There is also one more difficult thing about the coordinates: no matter what VLM you use, the image passed to the model will be resized beforehand to match the model.

So the resolution of the image the model is actually looking at will be different from the resolution of the image the user thought they were passing. There will be a discrepancy there. You will probably need to devise a way to have the model return the position as a percentage of up, down, left and right.

Thanks again for the reply. Do you think the example I provided uses multiple programs and models? Just by their demo, it looks fantastic. I’m confused as to what is your suggestion to what I should plan.

Also regarding the resolution, I believe I saw some that return an approximation of the x and y coordinates relative to the starting point in percentages so you can later obtain the original width and height and apply the coordinates to them. See

1 Like

Do you think if I convert each PDF page to an image, it’ll be easier to detect the coordinates? Or that it will be the same.

1 Like

Do you think the example I provided uses multiple programs and models?

Yes. Or, if it doesn’t support handwriting, it seems like this could work…

Do you think if I convert each PDF page to an image, it’ll be easier to detect the coordinates?

Yes. If you put all the PDFs into one image, the vertical coordinates will be completely out of order… or at least the accuracy will drop significantly.

If you don’t need coordinates, I think using PyMuPDF is the easiest, but in this case, we need coordinates, so it’s a little special.

So I don’t need to support handwriting as the PDFs I’m trying to process are all blank (meaning they are empty forms).

And when I said PDF->Image I was talking about converting each page to it’s own image, and processing each image (or page) individually. I think this will generally help if you keep the dimensions exactly the same, and use PDF coordinates that are in respect to the origin (i.e. in percentages, not pixels or otherwise).

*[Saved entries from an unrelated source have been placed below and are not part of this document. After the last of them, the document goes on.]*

PR #1322, opened 2019-06-06
Changes to email translations and corresponding changes to code

okahilak:


UFOPOLI:
"Päätetty" sounds even more final but if that's what you prefer, I guess it's fine.

luontola:
The UI button reads "Pyydä päätöstä", so we should use the same terminology everywhere, whatever that term is. If the term is not understandable then change it everywhere. Here is my suggestion:

```
          :decided {:subject "Päätös annettu (%2: %3)"
                    :message "Hyvä %1,\n\nKäyttäjä %2 on antanut päätöksensä hakemuksesta %3.\n\nTarkastele hakemusta: %4"}
          :decision-requested {:subject "Päätöspyyntö (%2: %3)"
                               :message "Hyvä %1,\n\nKäyttäjä %2 on pyytänyt sinua antamaan päätöksen hakemuksesta %3.\n\nTarkastele hakemusta: %4"}
```

luontola:
"Application decided" could be changed to "Decision made". The application itself doesn't make decisions. 😉

UFOPOLI:
"Antaa päätös" sounds really strange. Let's use "tehdä" instead.

I did some research, and "application decided" is actually used in official language (in native English countries). I don't like it particularly myself, though, which is why I originally wanted to express it differently. "Decision made" sounds better but is it anymore in line with the other headings?

luontola:
"application decided" -> About 74 900 results
"decision made" -> About 7 970 000 results

luontola:
We do have "Comment requested" & "Comment added", which is similar to "Decision requested" & "Decision made".

resources/translations/en.edn
```diff
@@ -192,27 +192,27 @@
...
-          :member-added {:subject "You've been added as a member to an application"
-                         :message "Dear %1,\nYou've been added as a member to application %2.\nView the application: %3"}
+  :email {:application-approved {:subject "Application approved (%2)"
+                                 :message "Dear %1,\n\nYour application %2 has been approved.\n\nView application: %3"}
+          :application-rejected {:subject "Application rejected (%2)"
+                                 :message "Dear %1,\n\nYour application %2 has been rejected.\n\nView application: %3"}
+          :application-closed {:subject "Application closed (%2)"
+                               :message "Dear %1,\n\nYour application %2 has been closed.\n\nView application: %3"}
+          :application-submitted {:subject "New application (%2: %3)"
+                                  :message "Dear %1,\n\n%2 has submitted a new application (%3): %4.\n\nView application: %5"}
```
luontola: This isn't necessarily a new application. It could be an application which was returned and then resubmitted.

okahilak: Changed to "Application submitted", and removed "new" from :message part. Likewise in Finnish translations.

okahilak:
Thanks, nice tip.

Issue #612, opened 2021-03-16
SwiftInterfaceParser is messing up optional argument names


stephen-hawley:
see `NewClassCompilerTests.TestAnonParamInMethod`

PR #613, opened 2021-03-16
No Underscores for Parameter Names

stephen-hawley:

However since I must have coordinates in order to insert fillable fields in these places, libraries such as Python’s PyMuPDF or Node’s pdf-lib won’t help in this case.

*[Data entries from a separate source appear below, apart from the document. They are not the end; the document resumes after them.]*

PR #634, opened 2021-03-25
[CI] Run tests after months not running them.

mandel-macaque:
This will probably 💣 💥

### DIFF
--- a/devops/automation/run-tests.sh
+++ b/devops/automation/run-tests.sh
@@ -1,5 +1,7 @@
 #!/bin/bash -e
 
+echo $SOM_PATH
+unset SOM_PATH
 cd "$(dirname "${BASH_SOURCE[0]}")/../.."
 #WORKSPACE=$(pwd)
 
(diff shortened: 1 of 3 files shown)


rolfbjarne (approved):

devops/automation/run-tests.sh
```diff
@@ -1,5 +1,7 @@
 #!/bin/bash -e
 
+echo $SOM_PATH
+unset SOM_PATH
```
tj-devel709, line 4: What is this doing?

tj-devel709:
Also I remember that when I started, I did a little work with device tests and a lot of them would run locally but they would not run in vsts because of naming conflicts. Just wanted to make sure this is not the issue that is happening now here. @mandel-macaque @stephen-hawley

I was trying to figure out if there’s a way to involve OCRs to this process, however as I can only find the texts with them, I can’t know for certain where the field should be added (below the label? to it’s right? maybe there are multiple fields for 1 label?)

1 Like

For example, can’t you get the coordinates this way?

# Get bounding box estimates
print(pytesseract.image_to_boxes(Image.open('test.png')))

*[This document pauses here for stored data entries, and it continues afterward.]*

Issue #641, opened 2021-04-02
SwiftInterfaceParser Should Ignore XamGlue


stephen-hawley:
SwiftInterface parser tries to load module information for XamGlue. It probably shouldn't since there really aren't any types in there that we care about.

It should be safe to skip this module entirely.

PR #644, opened 2021-04-05
fix for module loading

stephen-hawley:
Fixes two related issues in module loading fixing issue [641](https://github.com/xamarin/binding-tools-for-swift/issues/641)
The first is that we are instructed to try to load the module "XamGlue" which doesn't generally have any types in it with one exception: `EveryProtocol` which will only get seen as an extension. There are no type database entries for it, so loading always failed. I special cased that out.
I also put in a fallback in the type searching that would return `XamGlue.EveryProtocol` if the type was `EveryProtocol`. This is intentionally done __after__ the rest of the modules have been searched on the off-chance that someone else named a type `EveryProtocol` and to give that type priority.

There was also one other minor but related issue where if a module doesn't export any types of operators then the type database doesn't know anything about the module. I refactored the type database code to have an entry point that can assert the existence of a module even if it has no types in it. In the bottleneck where we add all the types to the type database, I make that assertion.

### DIFF
--- a/SwiftReflector/SwiftInterfaceReflector/SwiftInterfaceReflector.cs
+++ b/SwiftReflector/SwiftInterfaceReflector/SwiftInterfaceReflector.cs
@@ -1636,6 +1636,8 @@ namespace SwiftReflector.SwiftInterfaceReflector {
 		{
 			var failures = new StringBuilder ();
 			foreach (var module in importModules) {
+				if (module == "XamGlue")
+					continue;
 				if (!moduleLoader.Load (module, typeDatabase)) {
 					if (failures.Length > 0)
 						failures.Append (", ");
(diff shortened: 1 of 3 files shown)


SwiftReflector/SwiftInterfaceReflector/SwiftInterfaceReflector.cs
```diff
@@ -1899,13 +1901,15 @@ string ReplaceLocalName (string nonQualified)
 		}
 
 		string ReplaceGlobalName (string nonQualified)
-		{
+		{
```
tj-devel709, line 1904: Whitespace added by accident?

tj-devel709 (approved):

SwiftReflector/SwiftInterfaceReflector/SwiftInterfaceReflector.cs
stephen-hawley: 👍

dalexsoto (approved):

With this you’d be able to get the bounding boxes of the text of the fields, and only if you’d know what strings to search in advance. In the link you provided, I basically want to automate his step 1. You can see he goes into Paint (or some other program) and manually check the x,y,w,h of each field. This is exactly the process I wish to automate so I can automatically add fillable fields in these places, without needing manual intervention. The manual part is a major pain-point where you get a bulk of documents and you need to manually go over each one and assign fields. Sometimes, forms can have hundreds upon hundreds of fields, so I wish to automate this process.

1 Like

In such cases, I think the easiest way is to use a Python program with a for loop to iterate. The reason I can’t unreservedly recommend VLM in this case is that the more complex the output is, the more likely it is that the output will be incomplete. I think this is also true for ChatGPT and Gemini.

If you use a fast pytesseract, you can cheat with the number of times it is processed. If you only do one at a time, it is unlikely to make a mistake. Of course, if you have abundant GPU resources, you can do the same thing with a high-performance VLM, but you probably won’t need it for anything other than handwriting…

Of course, if there is a program or model that can perform the same task, there is no need to stick with pytesseract, but please consider this as an example.